= Alec Reeves =

English engineer (1902–1971)

Alec Harley Reeves (10 March 1902 – 13 October 1971) was an English scientist best known for his invention of pulse-code modulation (PCM). He was awarded 82 patents.

==Early life==
Alec Reeves was born in Redhill, Surrey in 1902 and was educated at the Reigate Grammar School, followed by a scholarship to the City and Guilds Engineering College in 1918, and then postgraduate studies at Imperial College London in 1921.

==Career==
Reeves joined the International Western Electric Company in 1923, and was part of a team of engineers responsible for the first commercial transatlantic telephone link. In 1925 Western Electric's European operations were acquired by ITT, and in 1927 Reeves was transferred to ITT's research laboratories in Paris. Whilst in Paris, he was responsible for a number of projects, including: a short-wave radio link between the telephone networks of Spain and South America, the world's first single-sideband radio telephone system, and for developing a multi-channel carrier system for UHF radio telephones. He was also responsible for innovations in the design of automatic frequency control circuits, digital delay lines and condenser microphones.
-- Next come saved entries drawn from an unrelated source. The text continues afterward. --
PR #148, opened 2017-07-24
feat: Add basic support for rendering Lyft Envoy Metrics.

spmcbride1201:
To test this, first install and run the Envy "Front Proxy' environment

```bash
git clone git@github.com:lyft/envoy
cd envoy/examples/front-proxy
docker-compose up --build -d
```

Confirm that you see metrics at localhost:8001/stats

Then run `npm start` in `gm-fabric-dashboard`

You should only see Explorer and Setting appear and Explorer should have metrics populated from Envoy.


src/store.js
```diff
@@ -28,19 +33,43 @@ import defaultDashboards from "./json/dashboards.json";
...
-    })
-    .then(json => Actions.fetchMetricsSuccess(json))
-    .catch(err => Actions.fetchMetricsFailure(err));
+  const runtime = getRuntime();
+  // This block allows us to direclty poll Envoy metrics from a single source
+  // Everything beyond the first endpoint is discarded
+  // The data is transformed from statsd format into a flat object of key/value pairs
+  if (runtime === "ENVOY") {
+    axios
+      .get(endpoints[0], { responseType: "text" })
```
dgoldstein1: what is `endpoints[0]`?

src/store.js
```diff
@@ -28,19 +33,43 @@ import defaultDashboards from "./json/dashboards.json";
...
+      .then(jsons => {
+        let results = {};
+        jsons.forEach(json => {
+          results = { ...results, ...json };
+        });
+        return results;
+      })
+      .then(json => Actions.fetchMetricsSuccess(json))
+      .catch(err => Actions.fetchMetricsFailure(err));
+  }
```
dgoldstein1: These changes look good!~ very readable

src/store.js
```diff
@@ -111,15 +140,34 @@ Effect("initLocalForage", () => {
...
+          defaultDashboards,
+          runtime
+        );
+        console.log("DBs: ", dashboardsForRuntime);
+        if (Object.keys(dashboardsForRuntime).length > 0) {
+          Actions.updateDashboardsRedux(dashboardsForRuntime);
+        }
       }
     })
     .catch(err => console.log("fetchDashboards failed with ", err));
```
dgoldstein1: did you want to keep the loging statements in here?

src/store.js
spmcbride1201: endpoints is as array of strings containing different addressable endpoints. Previously, I handled multiple endpoints in the same promise chain to guarantee that they were associated with an identical timestamp, but I've had to back off that because of key collisions. I added a few more comments to explain this.

src/store.js
spmcbride1201:
```js
      .then(statsdTextFile => {
        let results = {};
        statsdTextFile
          .split("\n")
          .map(kv => kv.split(": "))
          .forEach(([key, value]) => {
            if (key) {
              results[key] = Number(value);
            }
          });
        return results;
```

I cleaned up the previous step before this a bit more. Looking at it again, kv[0] and kv[1] wasn't easy to understand.

src/store.js
spmcbride1201: I'd like to keep them in for a while longer. I find them helpful to debug unexpected state issues.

===Pulse Code Modulation===
Reeves recognised the potential that pulse-code modulation had for reducing noise when speech is transmitted over long distances. With an analogue signal, every time the signal is amplified, the noise contained in the signal is also amplified and new, additional noise is added. With pulse code modulation, all that is required is to regenerate the pulses, hence the noise content of the signal is not increased. Reeves patented the invention in 1938. However, his idea required quite complex circuitry (by 1930s standards) that was not cost-effective using valves. Pulse code modulation was not used commercially until the 1950s when the invention of the transistor made it viable, although it was used by Bell Telephone Laboratories during the Second World War for secure communications links, such as the SIGSALY system used for encrypted voice communications between Roosevelt and Churchill.

===World War II===
Following the invasion of France by Germany in 1940, Reeves escaped over the Spanish border and then made his way back to England aboard a cargo ship. He joined the Royal Aircraft Establishment at Farnborough and took part in the development of countermeasures against the German radio navigation systems, the so-called 'battle of the beams'. Reeves was later transferred to the Telecommunications Research Establishment as part of a team of scientists and engineers developing Britain's own radio navigation aids. The first system they developed was called 'GEE', a system that performed well, but was susceptible to jamming and was not accurate enough for blind bombing of targets at night or through thick cloud. Together with Frank Jones of the Telecommunications Research Establishment, Reeves developed a new system called 'Oboe', which offered pin-point accuracy to within 50 yds (45m), and was resistant to jamming. 'Oboe' was to prove invaluable to the Royal Air Force, during Bomber Command's offensive against Germany.

===Post War===
After the war, Alec Reeves managed a team led by Charles K. Kao and George Hockham at Standard Telecommunication Laboratories – initially at Enfield, North London, and later at Harlow Essex – which invented optical fibres as a means of communicating large quantities of information. Kao was awarded the 2009 Nobel Prize in physics for his part in this achievement. Reeves worked at STL until retirement. He was awarded the Stuart Ballantine Medal in 1965 and also the CBE in 1969.